Starting this month, with the help of a new piece of SONY electronic gadgetry that was seemingly tailor-made with bloggers like me in mind, you'll start seeing those old (and new) problems displayed here and on my YouTube Channel page in a way that I believe will make them much harder for City Hall and Cooper's Rubber Stamp Crew and cronies to ignore.

Hallandale Beach Quadrant Meeting for Northeast Quadrant
Monday, April 11, 2011, 6:30 pm

North Beach Municipal Building, 2813 E. Hallandale Beach Boulevard


Special City Commission Workshop on the Parks Master Plan
Wednesday, April 13, 2011 6-8:00 p.m.,

Hallandale Beach City Hall Commission Chambers, 400 South Federal Highway


Hallandale Beach Quadrant Meeting: Citywide

Saturday, April 30, 2011, 10:00 a.m.
Hallandale Beach City Hall Commission Chambers, 400 South Federal Highway


Wynwood/Overtown

Residents want construction site shut down due to noise, dust

Residents of a Miami neighborhood have been trying for months to get authorities to do something about a noisy, dusty construction site near their homes. Their pleas were ignored until they called the newspaper.

By Jared Goyette

April 7, 2011

For six months, Liz Fate has been unable to open her windows, because when she does, dust from an unpermitted construction site across the street covers her floor and furniture.

She complained to the city of Miami, the Florida Department of Transportation, whose contractor is using the site, and the Miami-Dade County Department of Environmental Resources Management, but nothing happened.

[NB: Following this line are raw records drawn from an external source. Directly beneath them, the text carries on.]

Issue #702, opened 2021-01-21
Move all revocation chart data filtering/sorting/generating into the DataStores


daschi:
**What needs to be done? Why does it need to be done?**
In [PR #694](https://github.com/Recidiviz/pulse-dashboard/pull/694) we began moving data fetching and filtering out of the Revocations chart components and into mobX Data Stores. There is still some data transformations that can be taken out of the components and moved to the respective chart data stores (i.e. `MatrixStore`, `CaseTableStore`, `RevocationsChartStore`, `RevocationsOverTimeStore`).

Moving all of the data transformations out of the components will centralize this logic and keep the components simple and "dumb". Each chart component should access the data it needs to render the chart, and should not have to do any further transformations to the data.  
 
**Additional context**
Notes by component:

`RevocationsByDimension` - this would include refactoring the `generateChartData` and `createGenerateChartData` so that this logic lives in the data store.   

`Matrix` - We want to move the violation types filtering and the generation of the dataMatrix into the store.

`CaseTable` - We want to move the sorting and formatting of the data into the store.

`RevocationsOverTime` - We should move the generation of `chartData` to the store, and possibly also the datasets/trendline dataset generation

Issue #590, opened 2020-10-30
Fetch error handling - write tests and pass error to handler rather than swallowing it


jovergaag:
**What needs to be done? Why does it need to be done?**
I don't think our fetch error handling is working the way that we think it is. Dig into the fetch responses and ensure that we are actually catching the errors, and passing them along to the handler correctly. Play around with the API responses to wee what all we are getting back.

**Additional context**
Add any other context about the task here.

PR #755, opened 2021-02-08
Add Sentry.ErrorBoundary to App and set some context / tags 

### LINKED ISSUE #589: Add intentional error reporting to Sentry for fetch errors and ErrorBoundary
Notify Sentry with fetch errors or when caught in an ErrorBoundary. We want to know about these. Check to see if there are any other errors that are being swallowed.

Also, ErrorBoundary does not catch errors that are inside of an event handler. Check to see if there are any other error prone operations happening inside of event handlers and add a try block.

**Additional context**
Data fetching is being done in the datastores for the new revocation charts

daschi:
## Description of the change

This PR adds the `@sentry/react` client package and configures a `Sentry.ErrorBoundary` that wraps everything at the `App.js` level and adds some additional context if available:

- currentTenantId
- filters
- user (currently sending entire user object, let me know if we should limit this information)

I want to make note of the types of errors that `ErrorBoundary` does not catch, and we may want to add some more error reporting context in other places (i.e. async requests, etc). 

**Error boundaries do not catch errors for:**
- Event handlers
- Asynchronous code (e.g. setTimeout or requestAnimationFrame callbacks)
- Errors thrown in the error boundary itself (rather than its children)

@jessex Just wanted to ask you security-wise, has Sentry been approved as a vendor and can we send user details in error reports?

This PR also comments out the Segment script for now while we test this PR, but for merging it we will follow this plan so we don't error out on the Segment/Sentry integration:

1. Deploy to staging for testing / QA
2. Uncomment out the Segment script
3. Merge PR
4. Remove the Sentry integration on Segment
5. Deploy to production

Steps 3-5 should happen the same day!

## Type of change

## Related issues

> Closes #589

### Development

### Code review


src/components/Revocations.js
```diff
@@ -62,9 +61,7 @@ const Revocations = () => {
               label="Time Period"
               dimension={METRIC_PERIOD_MONTHS}
             />
-            <ErrorBoundary>
-              <DistrictFilter />
-            </ErrorBoundary>
+            <DistrictFilter />
```
jovergaag, line 64: 😍

src/components/ErrorBoundary.js
```diff
@@ -17,36 +17,39 @@
...
+      scope.setUser(parsedUser);
     }
-
-    return children;
-  }
+    if (filters) {
+      const parsedFilters = Object.fromEntries(toJS(filters));
+      scope.setContext("filters", parsedFilters);
+    }
+  };
```
jovergaag, line 39: YAY DETAILS!

jovergaag: I don't actually see this coming through in the Sentry Error yet though...

src/index.js
```diff
@@ -37,6 +37,11 @@ configure({
   observableRequiresReaction: false,
 });
 
+Sentry.init({
+  environment: process.env.REACT_APP_SENTRY_ENV,
+  dsn: process.env.REACT_APP_SENTRY_DSN,
+});
+
```
jovergaag, line 44: Can this be done in `App.js`? We're initializing a bunch of other services there so it might make more sense to keep it in the same place.

.env.frontend.example
```diff
@@ -2,3 +2,5 @@ REACT_APP_API_URL={API_BASE_URL}
 REACT_APP_AUTH_ENV={AUTH_ENV}
 REACT_APP_FEEDBACK_URL={FEEDBACK_URL}
 REACT_APP_INTERCOM_APP_ID={APP_ID}
+REACT_APP_SENTRY_ENV={SENTRY_ENVIRONMENT}
```
jovergaag, line 5: So we will have a `staging` and a `production` environment such that we can keep track of errors separately. And just ignore errors that are neither of those two environments (like development) so we do away with the inbound/localhost filters. Is that what you had in mind?

Let's deploy this to staging tomorrow and set up the staging environment in Sentry to test out that env setup.

jovergaag (commented):
I'll have to get the env var from you and do more testing on this tomorrow.

One comment is that I forced a fetch error, and the error that was thrown was a `TypeError` instead of a 404 error. I had meant for this issue to have two requirements 1. Make sure that Sentry is notified in the ErrorBoundary (which this PR is fulfilling) and 2. check the response code after a fetch and throw an error if it is not 200. I'm sorry for not being more clear on that, I had written the issue thinking I would for sure be the one working on it and didn't include enough detail. Do you want to tackle that here or should we create another issue?

jessex:
Thanks for checking in, @daschi! In summary, Sentry received an assigned risk level of MEDIUM and was cleared to handle only anonymized user data -- nothing directly identifiable -- because Sentry is explicit that any customer data they receive _may_ be stored or processed outside of the United States. So we should not send any non-anonymized PII to Sentry.

What are you planning to send to Sentry with this PR? Let me know if you'd like to discuss this offline!

daschi:
@jovergaag Oooh, my mistake! I think the card is pretty clear actually, I just didn't read it closely enough yesterday. I can update this PR with the additional error reporting! I think I was getting that workflow mixed up with this issue https://github.com/Recidiviz/pulse-dashboard/issues/590 -- Is 590 supposed to be for the BE?

@jessex Okay good to know! I was thinking about whether it might be useful to send the user's email address to Sentry in case it can help debug issues, but maybe just sending the state code and filters state is enough. @jovergaag Do you have any thoughts about what additional context we might want to send to sentry for errors that I may have missed?

src/components/ErrorBoundary.js
daschi: I was testing this out a few different ways yesterday, but you can see the context & tags on this issue that came through:
https://sentry.io/share/issue/cad7ae0c7131417f897116a422002846/

The filters is getting set as context so that will show up under the `Details` tab, and the `currentTenantId` under the `Tags` tab.

jovergaag: Oh ok now I see them for that issue. Cool 😎

jovergaag:
> Do you have any thoughts about what additional context we might want to send to sentry for errors that I may have missed?

@daschi We will definitely want to be notified if there is an error fetching the restricted district or if `verifyRestrictedDistrict` fails because that results in the full page being blocked. So maybe send the restricted district if it exists - or in the case of verification not passing - send the malformed district id.

Other than that, the user information would be nice but not necessary given the security concerns.

jovergaag:
>  Is 590 supposed to be for the BE?

No you're right, I had meant #590 to be for the FE, so that we check `response.ok` in the metrics client. I think what you've done here is great, notifying Sentry in the catch blocks of the data stores. Then we can use #590 to check the response status and send sentry the response code.

src/components/Revocations.js
jovergaag: I got all excited about removing these `ErrorBoundary`s But I think we actually want to keep them. When I throw an Error in the Matrix component, we used to see the whole page load correctly except for the Matrix, which would show an error in place of the Matrix saying this chart can't load. Now, I get a full page error.

Screen Shot 2021-02-09 at 4 10 41 PM

jovergaag (changes requested):
Looking good! I'm so excited about the environments. 

I think there are two things remaining, remove the user information from the scope, and add back the ErrorBoundary around the chart components so that we only lose one chart if there is an error in that specific component.

jovergaag:
> Error boundaries do not catch errors for:
> Event handlers
> Asynchronous code (e.g. setTimeout or requestAnimationFrame callbacks)
> Errors thrown in the error boundary itself (rather than its children)

I think the last two are probably ok for now. The event handlers is one I've had on my mind for a while. All of our `RevocationsByDimension` chart data is being transformed in a `createGenerateChartData` callback. I just threw an error in the district `createGenerateChartData` and it was never caught - page rendered fine. All the more reason to move that logic into the data stores.

I think those are the only callbacks that look troublesome, at least on the Lantern side of things.

I think we should prioritize issue #702 to move all of the chart logic out of the components into the stores instead of writing code to handle errors specifically in the callbacks. I'll mark #702 for next sprint.

src/components/Revocations.js
daschi: ah yeah that makes sense, okay will add those back!

daschi:
> No you're right, I had meant #590 to be for the FE, so that we check response.ok in the metrics client. I think what you've done here is great, notifying Sentry in the catch blocks of the data stores. Then we can use #590 to check the response status and send sentry the response code.

@jovergaag Hmm, maybe we can chat about this more today, I didn't add the Sentry.captureException to `callMetricsApi` because I wasn't sure if we needed to capture it both at the fetch level and where we're actually calling it in the DataStore/useChartData try/catch blocks. I assumed it would report two sentry errors for the same exception. Maybe we could just set the tags in the scope at that level? I think we can see the API status code in the issue breadcrumbs already too.

jovergaag (approved):
👷‍♀️ 🚧

jovergaag:
When should we do the merge/deploys? I think it would make sense to do it sooner than later so that the remainder of the error reporting issues can leverage the new tooling. Thoughts?

daschi:
@jovergaag I could do it either right now or early tomorrow morning?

Finally last week she complained to the City Attorney’s Office and The Miami Herald, which contacted several government agencies to inquire about the situation.

Within hours, city code-enforcement inspectors visited the property and cited owner David Lombardi for lacking a permit and for improper storage of construction materials in a residential neighborhood.

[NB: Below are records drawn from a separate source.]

PR #766, opened 2021-02-12
Add dimension validations on the backend for new revocation files

### LINKED ISSUE #663: [API-fast-follow] Raise an alert if dimension values received in metric file do not match known values
Establish data models for each metric file, and when fetching the original metric file from the dashboard metric file bucket, compare the dimension manifest to the data models. If a value in the dimension manifest exists that is not in the data model, raise an alert.

**Additional context**
Part of this work should also include aligning the metric dimension values to the expected param values for the API in the params validations.

daschi:
## Description of the change

This PR adds a validation step when fetching files from GCS that will check whether the incoming new revocations files have any invalid or unexpected dimension values. This may happen if there was an issue with generating the data, and could point to having too many data points. The validation does not throw an error if there are values in the expected set that are not in the incoming source files. 

These validations will likely fail first in the `refreshCache` endpoint with the daily cron jobs. @jovergaag is planning to add the Sentry client to the backend to report these failures. 

Before deploying this branch, we will need to upgrade the node version in the gae-staging.yaml to the latest stable version for GAE which is 12. 

## Type of change

## Related issues

> Closes #663

### Development

### Code review


server/models/metrics/US_MO.js
```diff
@@ -0,0 +1,155 @@
...
+        violation_type: DEFAULT_VIOLATION_TYPES.concat(["all"]),
+      },
+    },
+    revocations_matrix_filtered_caseload: {
+      filename: "revocations_matrix_filtered_caseload.txt",
+      dimensions: {
+        charge_category: DEFAULT_CHARGE_CATEGORIES,
+        metric_period_months: DEFAULT_METRIC_PERIOD_MONTHS,
+        reported_violations: DEFAULT_REPORTED_VIOLATIONS,
+        supervision_type: DEFAULT_SUPERVISION_TYPES.concat(["all"]),
```
daschi, line 149: @jovergaag I think we shouldn't have "all" values in the case table, should I open an issue for this?

jovergaag: @daschi Oh yes, that is a bug. @jjdressel11 had noticed another bug that was causing duplicate rows in the caseload view yesterday afternoon. Maybe she can tackle the two of these together - or maybe they are even related.

jovergaag (changes requested):
YAY validations. We are close to being able to breathe easier!

Few comments, biggest one is around naming. Definitely open to chatting about it!

server/models/metrics/US_MO.js
daschi: This will be fixed by adding "EXTERNAL_UNKNOWN" instead of "ALL" for missing values with https://github.com/Recidiviz/recidiviz-data/pull/5887

server/models/BaseMetrics.js
```diff
@@ -0,0 +1,75 @@
+// Recidiviz - a data platform for criminal justice reform
```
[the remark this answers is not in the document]
daschi: I agree models is kind of a stretch here...we could try the collections/resources and see how that reads. The collections would then refer to `BaseMetrics` and `NewRevocationsMetrics`, where `BaseMetrics` is used for several of the collections. The "resources" are then descriptions of the data in the collections.

server/models/metrics/US_PA.js
```diff
@@ -0,0 +1,160 @@
...
+  "technical",
+];
+
+const DEFAULT_GENDERS = ["external_unknown", "female", "male"];
+
+const DEFAULT_SUPERVISION_TYPES = ["all"];
+
+const DEFAULT_CHARGE_CATEGORIES = ["all"];
+
+module.exports = {
```
jjdressel11, line 54: I tried to poke around your branch locally to understand how this is working, but I very much do not know javascript! However, I think there is too much duplication between these `.../metrics/US_PA.js` and `.../metrics/US_MO.js` files, and it will be unnecessarily tedious to maintain as we add new states and new dimensions. For each filename, the dimension _keys_ are the same between the two states. The only thing that changes between the states are the valid dimension _values_. Can you define all of these file -> dimensions mappings in `server/models/metrics/shared.js`, but have the instantiation of this object require a `state_code` to fetch the valid dimension values for the given state? (So then the only thing in the US_MO and US_PA files would be the definitions of each `DEFAULT_` list.)

jjdressel11 (changes requested):
Very excited about this!

src/components/Revocations.js
```diff
@@ -56,34 +56,39 @@ const Revocations = () => {
...
-              dimension={METRIC_PERIOD_MONTHS}
-            />
-            <ErrorBoundary>
-              <DistrictFilter />
-            </ErrorBoundary>
-            {filterOptions[CHARGE_CATEGORY].componentEnabled && (
-              <ToggleBarFilter label="Case Type" dimension={CHARGE_CATEGORY} />
-            )}
-            {filterOptions[SUPERVISION_LEVEL].componentEnabled && (
+          <>
```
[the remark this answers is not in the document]
daschi: It removes a console warning that `ErrorBoundary` is expecting 1 child element instead of an array, so this wraps the elements in a fragment.

server/models/metrics/US_PA.js
daschi: Yeah that's a good point, I'll try to reduce the duplication here!

src/components/Revocations.js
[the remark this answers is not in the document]
jovergaag: Oh bless you.

server/collections/resources/dimensions/index.js
```diff
@@ -0,0 +1,8 @@
+const { US_MO, US_PA } = require("../../../constants/stateCodes");
+const { US_MO_DIMENSIONS } = require("./us_mo");
```
jovergaag, line 2: We are validating the dimension values, not the dimensions. Should this be called `US_MO_DIMENSION_VALUES`?

jovergaag (commented):
Just two suggestions. I don't feel strongly about either of them so lmk if you like it the way that it is.

server/collections/resources/getCollections.js
```diff
@@ -0,0 +1,272 @@
...
+          reported_violations: dimensions.reported_violations,
+          supervision_type: dimensions.supervision_type,
+          supervision_level: dimensions.supervision_level,
+          violation_type: dimensions.violation_type,
+        },
+      },
+      revocations_matrix_distribution_by_officer: {
+        filename: "revocations_matrix_distribution_by_officer.txt",
+        dimensions: {
+          risk_level: dimensions.risk_level,
```
jovergaag, line 83: I missed this the previous review...risk_level doesn't exist on officer view.

server/collections/resources/dimensionValues/us_pa.js
```diff
@@ -0,0 +1,70 @@
...
+//
+// This program is distributed in the hope that it will be useful,
+// but WITHOUT ANY WARRANTY; without even the implied warranty of
+// MERCHANTABILITY or FITNESS FOR A PARTICULAR PURPOSE.  See the
+// GNU General Public License for more details.
+//
+// You should have received a copy of the GNU General Public License
+// along with this program.  If not, see <https://www.gnu.org/licenses/>.
+// =============================================================================
+const {
```
jjdressel11, line 17: So much cleaner !!

server/collections/resources/index.js
```diff
@@ -0,0 +1,9 @@
+const { default: getCollections } = require("./getCollections");
+const { US_MO, US_PA, US_ND } = require("../../constants/stateCodes");
+
+exports.default = {
+  US_MO: getCollections(US_MO),
+  US_PA: getCollections(US_PA),
+  US_DEMO: getCollections(US_MO),
```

Now it turns out Lombardi’s tenant, American Engineering and Development, never had city permits to be there to begin with.

“They are operating illegally,’’ said city Zoning Administrator Barnaby L. Min. “If they do not have permits they should not be operating.”

American is leasing the site, 2238 NW Second Ave, from Lombardi — a prominent Wynwood developer and landowner — and using it as a staging area for the construction on nearby Biscayne Boulevard.

Lombardi and the contractor now have until April 11 to either obtain the proper permits, which require approval from the city, or shut down. FDOT has spoken with American Engineering and issued a statement saying that the department will monitor the company’s efforts to reduce dust and comply with the city’s regulations. The department also told the contractor it can’t start work at 5:30 a.m. and must wait until 8 as required by city rules.

A spokesman with the Miami-Dade Department of Environmental Resources Management said that while the dust might be a nuisance, inspectors had tested the air on four separate occasions, and found it didn’t pose a health risk for residents.

The government’s belated actions aren’t enough for Fate. She wants the project stopped altogether.

“We can’t make it safer; we just need to shut it down,” she said. “It needs to be shut down immediately.”

Lombardi said that he believes the work is allowed because the site is zoned light industrial. He doesn’t think Fate’s efforts to stop the work will be successful.

“Would she prefer that we parked containers for the port there?” he said. “I mean, does she understand where she rented? She rented in a neighborhood that’s zoned light industrial. If she wants Brickell Avenue, go rent on Brickell. The rents are triple.”

Min, the zoning administrator, said that only a portion of the property is zoned industrial, and that only that section could be used for the storage of construction material.

City Commissioner Richard Dunn, whose district covers the area, echoed Min’s comments.

“Whatever the law is, it should be upheld,” he said.

Miami Code Enforcement Director Sergio Guadix said he planned to give the contractor time to respond before asking police to stop the work.

Fate lives in Wynwood Lofts, which is also owned by Lombardi. She first started calling city officials and Dunn’s office at the end of September. In the last month, she started going door-to-door at the on the other side of the site, at the New Horizon Square apartments in Overtown.